Saturday, June 14, 2008

Poverty, Not Pharmaceutical Patents, Leading Factor in Lack of Access to Medicine in Developing Countries

Poverty, Not Pharmaceutical Patents, Leading Factor in Lack of Access to Medicine in Developing Countries

Poverty, not pharmaceutical patents, is the leading factor to a lack of access to essential medicines in developing countries. A study of the issue in sixty-five such countries, published in the Journal of Health Affairs, finds a rarity in patenting most of the World Health Organization (WHO)'s Model List of Essential Medicines (WHO - EML).

Seattle, WA (PRWEB) February 21, 2009

Poverty, not pharmaceutical patents, is the leading factor to a lack of access to essential medicines in developing countries. A study of the issue in sixty-five such countries, published in the Journal of Health Affairs, finds a rarity in patenting most of the World Health Organization (WHO)'s Model List of Essential Medicines (WHO - EML).
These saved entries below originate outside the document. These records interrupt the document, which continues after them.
PR #194, opened 2020-12-09
multicluster: Plotter controller

froesef:
This PR introduces a first version of a plotter. 
I'd be happy about some first feedback and comments over what really needs to be solved in this PR and what might be follow up issues.

Currently it will create the blueprints in a remote namespace and watch their status.
If updates occur on the plotter object these will also be updated in the remote blueprints.

Pat of #136.


manager/controllers/app/plotter_controller.go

"…patents for essential medicines are uncommon in poor countries and cannot readily explain why access to those medicines is often lacking, suggesting that poverty, not patents, imposes the greater limitation on access, "notes the study. 

The study, by Amir Attaran of the UK-based Royal Institute of International Affairs, finds no correlation between patent practice and access to medicines in poor countries. Out of 319 medicines the study examined, only 19 were patented, which in itself defeats the argument activist organizations usually advance to the effect that pharmaceutical patents have stymied access to medicines. And among the 19 medicines found to have been patented, the basic patents of two of them were actually found to be ineffective: the patent rights of eflornithinewere had been donated to WHO for common good, while those one for tamoxifen had actually expired.
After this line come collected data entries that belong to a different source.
PR #1955, opened 2023-01-29
Fixing illegal asset name in the Katalog

tomersolomon1:
Fixes https://github.com/fybrik/fybrik/issues/1789

Changed the function `ShortenedName` to validate now the name is proper DNS subdomain.

Signed-off-by: Tomer Solomon <tomer.solomon1@gmail.com>


connectors/katalog/pkg/connector/connector_test.go
```diff
@@ -119,86 +118,104 @@ func TestCreateAsset(t *testing.T) {
...
-				},
-			},
+	var tests = []struct {
+		csvFormat       taxonomy.DataFormat
+		sourceAssetName string
+		destAssetName   string
+		destCatalogID   string
+	}{
+		{
+			csvFormat:       "csv",
```
shlomitk1, line 128: Can csvFormat get a different value?

connectors/katalog/pkg/connector/connector_test.go
```diff
@@ -119,86 +118,104 @@ func TestCreateAsset(t *testing.T) {
...
+			destAssetName:   "new-paysim-csv",
+			destCatalogID:   "fybrik-system",
 		},
-		Details: datacatalog.ResourceDetails{
-			Connection: s3Connection,
-			DataFormat: csvFormat,
+		{
+			csvFormat:       "csv",
+			sourceAssetName: "a%ba/df12-csv",
+			destAssetName:   "a%ba/d//f=12-csv",
```
shlomitk1, line 136: This one should fail. You can't create Asset with name "d//f=12-csv"

connectors/katalog/pkg/connector/connector.go
```diff
@@ -121,6 +121,10 @@ func (r *Handler) createAsset(c *gin.Context) {
 		assetPrefix = request.DestinationAssetID + "-"
 	}
 
+	// Split the string after the first "/", if exists, and take what's after the "/"
+	slices := strings.SplitAfterN(assetPrefix, "/", 2)
+	assetPrefix = slices[len(slices)-1]
+
```
shlomitk1, line 127: I don't see how this turns an illegal asset name into a legal one for a general case.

"The typical developing country is likely to have fewer essential medicines under patent or pending application…." the study notes. Attaran, the study's principal researcher, attributes this scenario to the fact that many pharmaceutical companies don't usually bother to seek patents in developing countries, even when they legally have the option. One of the reasons for not doing so is that populations in those countries don't even have enough disposable income to spend on patented medicines. "With so little revenue at stake, most drug companies decided to forgo patent protection in these countries, and patenting is commonplace only in large, middle-income countries."
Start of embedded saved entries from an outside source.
PR #1966, opened 2023-02-08
Propagate messages from the connectors

shlomitk1:
Closes https://github.com/fybrik/fybrik/issues/1858

This PR adds an optional Message field to GetAssetInfo and GetPolicyDecisions API responses, then propagates them back to the status of FybrikApplication.


manager/controllers/app/fybrikapplication_controller.go
```diff
@@ -532,15 +540,16 @@ func (r *FybrikApplicationReconciler) constructDataInfo(req *datapath.DataInfo,
 
 		if response, err = r.DataCatalog.GetAssetInfo(&request, credentialPath); err != nil {
 			log.Error().Err(err).Msg("failed to receive the catalog connector response")
-			return err
+			return "", err
```
roytman, line 543: let me understand, the catalogMsg is relevant to the success response only ?

manager/controllers/app/fybrikapplication_controller.go
```diff
@@ -553,24 +562,27 @@ func (r *FybrikApplicationReconciler) constructDataInfo(req *datapath.DataInfo,
 	configEvaluatorInput.Request = CreateDataRequest(input, req.Context, &req.DataDetails.ResourceMetadata)
 
 	// Governance actions
-	err = r.checkGovernanceActions(configEvaluatorInput, req, appContext, env)
+	governanceMsg, err = r.checkGovernanceActions(configEvaluatorInput, req, appContext, env)
 	if err != nil {
-		return err
+		return "", errors.WithMessage(err, governanceMsg)
```
roytman, line 567: we include governaceMsg in the error response, but lose the catalogMsg. Is it correct?

manager/controllers/app/fybrikapplication_controller.go
```diff
@@ -553,24 +562,27 @@ func (r *FybrikApplicationReconciler) constructDataInfo(req *datapath.DataInfo,
...
 		appContext.Log.Error().Err(err).Msg("Error evaluating config policies")
-		return err
+		return "", err
 	}
 	logging.LogStructure("Config Policy Decisions", configDecisions, appContext.Log, zerolog.DebugLevel, false, false)
 	req.WorkloadCluster = configEvaluatorInput.Workload.Cluster
 	req.Configuration = configDecisions
-	return nil
+	// propagate messages from the catalog and policy manager
+	msg := strings.TrimPrefix(catalogMsg+Separator+governanceMsg, Separator)
```
roytman, line 578: Note:
What is the message's format? If it is a "closed" JSON, I mean 
```json
{
	"code": "FYBMG0001W",
	"level": "WARN / INFO / ERROR",
	"description": "some message description"
}
```
 we will get  something like:
 ```json
{
	"code": "FYBMG0001W",
	"level": "WARN / INFO / ERROR",
	"description": "some message description"
};
{
	"code": "FYBMG0001W",
	"level": "WARN / INFO / ERROR",
	"description": "some message description"
}
```
Which is not a valid JSON, on the other hand the message is defined as a String, so on the Fybrik side it will work.

File: manager/controllers/app/fybrikapplication_controller.go [hunk 4]
```diff
@@ -618,24 +630,24 @@ func (r *FybrikApplicationReconciler) checkGovernanceActions(configEvaluatorInpu
 			ProcessingLocation: geo,
 		}
 
-		actions, err := LookupPolicyDecisions(req.Context.DataSetID, resMetadata, r.PolicyManager, appContext, &reqAction)
+		actions, _, err := LookupPolicyDecisions(req.Context.DataSetID, resMetadata, r.PolicyManager, appContext, &reqAction)
```
roytman, line 633: why do you ignore message here and in the case of errors, here and below, drop previously return message ?

manager/controllers/app/policy_compiler_interface.go
```diff
@@ -83,13 +83,13 @@ func LookupPolicyDecisions(datasetID string, resourceMetadata *datacatalog.Resou
 	openapiResp, err := policyManager.GetPoliciesDecisions(openapiReq, creds)
 	var actions []taxonomy.Action
 	if err != nil {
-		return actions, err
+		return actions, "", err
```
roytman, line 86: in the case of error we don't return openapiResp.Message, but below at Line 108 we do return the message and a new error.
Later in FybricApplicationController, in the case of error, sometimes we add the message into the return error and sometimes do not.

Maybe the logic is correct but please add some comments with explanation.

pkg/model/datacatalog/api.go
```diff
@@ -21,6 +21,8 @@ type GetAssetResponse struct {
 	// Vault plugin path where the data credentials will be stored as kubernetes secrets
 	// This value is assumed to be known to the catalog connector.
 	Credentials string `json:"credentials"`
+	// Additional message to be reported to the user
```
roytman, line 24: Should we provide more info about the message format (the code, level, ....)

pkg/model/policymanager/api.go
```diff
@@ -14,6 +14,9 @@ type GetPolicyDecisionsRequest struct {
 }
 
 type GetPolicyDecisionsResponse struct {
-	DecisionID string       `json:"decision_id,omitempty"`
-	Result     []ResultItem `json:"result"`
+	DecisionID string `json:"decision_id,omitempty"`
+	// Additional message to be reported to the user
```
roytman, line 18: as in the datacatalog.

manager/controllers/app/fybrikapplication_controller.go
shlomitk1: Yes, all fields in the response are queried only if there is a successful response.

manager/controllers/app/fybrikapplication_controller.go
shlomitk1: The message from the policy manager might be relevant to understand the cause of the Deny action, for example.
Messages from catalog and policy manager are both included if there are no errors to construct the data plane. Otherwise, errors are not accumulated.

manager/controllers/app/fybrikapplication_controller.go
shlomitk1: For Fybrik, it is a generic string.

manager/controllers/app/fybrikapplication_controller.go
shlomitk1: These calls are done to evaluate the potential storage accounts that can be used in case of copy, what actions need to be taken should the copy be done. We refer only to the message for "real" requests not including copy.

manager/controllers/app/policy_compiler_interface.go
shlomitk1: If there is an error from the connector, the response may be nil, invalid, etc.
Added comments with explanation to all relevant functions.

pkg/model/datacatalog/api.go
shlomitk1: No, the message format is specific to the catalog in use.

manager/controllers/app/fybrikapplication_controller.go
```diff
@@ -511,12 +518,20 @@ func (r *FybrikApplicationReconciler) ValidateAssetResponse(response *datacatalo
 		datasetID, allErrs)
 }
 
+// constructDataInfo collects the following information about the asset:
+// - asset metadata
+// - governance actions to be performed on the data
+// - potential governance actions in case of caching the asset in a specific location
+// - decisions after evaluating config policies
+// The function returns an error received whilw communication with connectors or evaluating policies
```
roytman, line 526: whilw?
The function returns an error received (from, by?) communication with connectors or evaluating policies

manager/controllers/app/fybrikapplication_controller.go
roytman: Please add this explanation into the code, it can be relevant if somebody else would need to work with the code.

manager/controllers/app/fybrikapplication_controller.go
roytman: Again, can you add comments, pls

manager/controllers/app/policy_compiler_interface.go
```diff
@@ -64,9 +64,19 @@ func ValidatePolicyDecisionsResponse(response *policymanager.GetPolicyDecisionsR
...
+// - application info
+// - data flow and locations
+// Output:
+// - a list of governance actions (upon a successful response)
+// - a message from the connector (upon a successful response)
+// - an error from the connector or an error formulated by Fybrik in case of Deny
 func LookupPolicyDecisions(datasetID string, resourceMetadata *datacatalog.ResourceMetadata,
 	policyManager connectors.PolicyManager, appContext ApplicationContext,
-	op *policymanager.RequestAction) ([]taxonomy.Action, error) {
+	op *policymanager.RequestAction) ([]taxonomy.Action, string, error) {
```
roytman, line 79: L: 87 
managment -> management

shlomitk1: Fixed

manager/controllers/app/fybrikapplication_controller.go
shlomitk1: Fixed

manager/controllers/app/fybrikapplication_controller.go
shlomitk1: Done

manager/controllers/app/fybrikapplication_controller.go
shlomitk1: Added comments

roytman (approved):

Another reason for pharmaceutical companies not aggressively pursuing patenting of essential medicines in developing countries is that they [developing countries] don't even have patent laws and, worse, patent offices.

The study also found that patents hardly affect access to generic versions of essential medicines. "There are no patent barriers to accessing generic essential medicines in 98.6 percent of the cases we studied," says Attaran.

He concludes that assumptions -- in the activist community that pharmaceutical patents act as barriers to accessing affordable medicines, and from pharmaceutical companies that it's necessary to protect intellectual property rights on a global scale to insulate their research and development endeavors -- are patently wrong.

"Patents cannot cause essential medicines to be inaccessible in "many" developing countries because they do not exist 98.6 percent of the time; similarly, patents cannot be a "global" necessity of pharmaceutical business because companies forgo them 69 percent of the time."

About Pharmaceutical News 2.0:
Pharmaceutical News 2.0 presents information related to the issues facing the pharmaceutical industry. Pharmaceutical News 2.0 is edited by James Njoroge, a former journalist who comments on science and technology issues touching on the developing world. http://www. pharmaceuticalnews2.com/ (http://www. pharmaceuticalnews2.com/)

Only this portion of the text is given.